I see this is a very old post.

Anyone have an updated link to that info?


----------



## kepid28516 (Aug 17, 2020)

*verdade*



SARAFIL said:


> Yikes! What a list!!
> 
> I'd much rather just go visit our warranty administrator and have him decode the number in the computer for me...

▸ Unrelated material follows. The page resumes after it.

PR #4273, opened 2026-07-17
fix(amazon-bedrock-agentcore-mcp-server): keep startup alive when an llms.txt source fails to load

### LINKED ISSUE #4138: amazon-bedrock-agentcore-mcp-server : ensure_ready() crashes with HTTP Error 404 fetching llms.txt (docs source deprecated)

é isso ai também acho cara.


----------



## Karima88 (8 mo ago)

Does anyone have a Radio Code List...
I just bought a BMW 740IL 4 days ago and the radio is missing the decal to get the code to unlock it. Can you tell me if there is any way to bypass this so i can finally listen to some jams.


----------



## KMMS61821 (9 mo ago)

Nitish G said:


> Hello Everyone,
> 
> Anyone can kindly explain the errors below please:
> 
> ...


Did you ever figure this out?


----------



## Samwise (4 mo ago)

I'm located in Budapest Hungary, can anybody help code the cruise control in MFSW for a Countryman R60? either remotely or help me out with a step by step guide.
Radio buttons are functional, I just need the Cruise Control.


----------



## Julia_3 (4 mo ago)

FDMeloan said:


> As the result of some recent activities I decided that it might be productive to create a list of the BMW service codes that are used by BMW to code dealer warranty maintenance and repair.
> 
> These codes are the ones that appear on the Vehicle History Report that so many find of interest but are unable to read since only the code appears.
> 
> ...


🙂😋


----------



## Dekero (Oct 14, 2019)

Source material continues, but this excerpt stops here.